Following up on this post, see this Seattle Times article. Michael McDonald also questions whether the GOP-expert statistical report has failed to include measures of statistical uncertainty in the calculations. UPDATE: McDonald provides more information here. Update 2:: You can find the Katz and Gill reports posted here. FINAL UPDATE: Michael McDonald has now analyzed the Katz report and sends along the following analysis:
- I have reviewed the method used by Jonathan Katz. I am glad to report that he did indeed calculate a measure of uncertainty for his estimate presented
on p.8 of his report. However, I believe that he used the wrong measure of uncertainty that greatly understates the uncertainty of his estimates, as I
will elaborate. The correct measure of uncertainty throws the validity of
his conclusions into doubt. As Dr. Katz mentions, it is unfair to attack
his work when he can’t respond because of legal considerations. He may have
a reasonable explanation why he used his approach. So, please keep this in
mind until he has had a chance to defend his work. However, I note that all
I present below is elementary statistics that can be found in any
introductory statistics book.
(you can see the remainder of the analysis by clicking the link below)
The task here is to estimate how many ‘improper votes’ each of the
candidates received so that the election outcome could be known if these
votes were removed. The most appropriate method is to assume the ‘improper
votes’ are random draws from the population of voters, much like as is done
in polling. In the familiar framework of polling, the best guess, or
expected value, of the percentage of support for a candidate is the
percentage from the sample. However, because of the error that occurs from
the random draws from a distribution, the value will be in error, what we
familiarly know as the margin of error of the poll.

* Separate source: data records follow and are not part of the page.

PR #275, opened 2016-06-02
[QUAD-180] adjusted the layout in the main page settings by using

yyk16293:
bootstrap classes for input fields, commenting out statistics page,
adding new save icon.

### DIFF
--- a/Quadriga/src/main/webapp/WEB-INF/views/navigation/nav-settings.jsp
+++ b/Quadriga/src/main/webapp/WEB-INF/views/navigation/nav-settings.jsp
@@ -8,27 +8,31 @@
 <script
 	src="${pageContext.servletContext.contextPath}/resources/txt-layout/js/jstree.min.js"></script>
 
-
 <div>
-    <ul>
-        <li><a
-            href="${pageContext.servletContext.contextPath}/auth/workbench/projects/${project.projectId}"><span
-                class="glyphicon glyphicon-circle-arrow-left"></span> Back to Project
-        </a></li>
-    </ul>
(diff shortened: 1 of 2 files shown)


Quadriga/src/main/webapp/WEB-INF/views/settings/addpublicpage.jsp
```diff
@@ -103,43 +103,42 @@
 
 				<tr>
 					<td style="width: 170px">Title *</td>
-					<td style="width: 400px"><input path="title" size="60"
-						class="titleValue" id="title1" value="${publicpageObject0.title}" /></td>
-					<td><div id="title_err"></div></td>
-					<td><form:errors path="title" class="ui-state-error-text"></form:errors></td>
+					
+					<td style="width: 600px"><input path="title" size="60"
```
jdamerow, line 107: Didn't we talk about this? the column shouldn't have any width. Bootstrap should take the complete window width on its own.

Quadriga/src/main/webapp/WEB-INF/views/navigation/nav-settings.jsp
```diff
@@ -8,27 +8,31 @@
...
+<br/>
+
+<div class="panel panel-default">
+  
+    <div class="panel-heading">
+    <h3 class="panel-title">Settings</h3>
+    </div>
+    
+    <div class="list-group">
+    <a class="list-group-item"
```
jdamerow, line 25: the items are never active, are they? Depending on which page a user is, the corresponding menu entry should be active.

PR #282, opened 2016-06-03
Bug/quad 186

nischalsamji:
Redirect to error page when there is an exception in concept Controller.

### DIFF
--- a/Quadriga/src/main/java/edu/asu/spring/quadriga/web/conceptcollection/ConceptcollectionController.java
+++ b/Quadriga/src/main/java/edu/asu/spring/quadriga/web/conceptcollection/ConceptcollectionController.java
@@ -11,6 +11,8 @@ import java.util.Set;
 import javax.servlet.http.HttpServletRequest;
 
 import org.codehaus.jettison.json.JSONException;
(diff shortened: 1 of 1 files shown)


Quadriga/src/main/java/edu/asu/spring/quadriga/web/conceptcollection/ConceptcollectionController.java
```diff
@@ -161,18 +165,24 @@ private void fillModel(String collectionId, ModelMap model, String username) thr
...
+                    @Override
+                    public int compare(ConceptEntry o1, ConceptEntry o2) {
+                        return o1.getLemma().toLowerCase().compareTo(o2.getLemma().toLowerCase());
+                    }
+                });
+                model.addAttribute("result", conReply.getConceptEntry());
+            }
+        } catch (HttpMessageNotReadableException hex) {
+            logger.error("error:", hex);
+            return "auth/storageissue";
```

The method of random sampling can be used in this situation, where we might
think of the ‘improper votes’ as draws from the population of voters. The
only significant difference from the polling framework in this case is that
the true percentage support for a candidate within a jurisdiction is known:
it is the election result. However, we can still apply the same formula to
describe the margin of error of a poll in this situation (in statistical
lingo, we use p in the place of p-hat).
Here is an the example of how to calculate the margin of error around the
expected value drawn from p.7 of Dr. Katz’s report, where 157 ‘invalid
votes’ are alleged to have occurred among the 57.7% vote for Gregoire in
King County.
Step 1) 157 ‘invalid votes’ were alleged to have been cast by felons in King
County, where Gregoire won 57% of the vote. The expected votes for Gregoire
is Np = 0.577*157 = 90.59 (Dr. Katz finds the same number).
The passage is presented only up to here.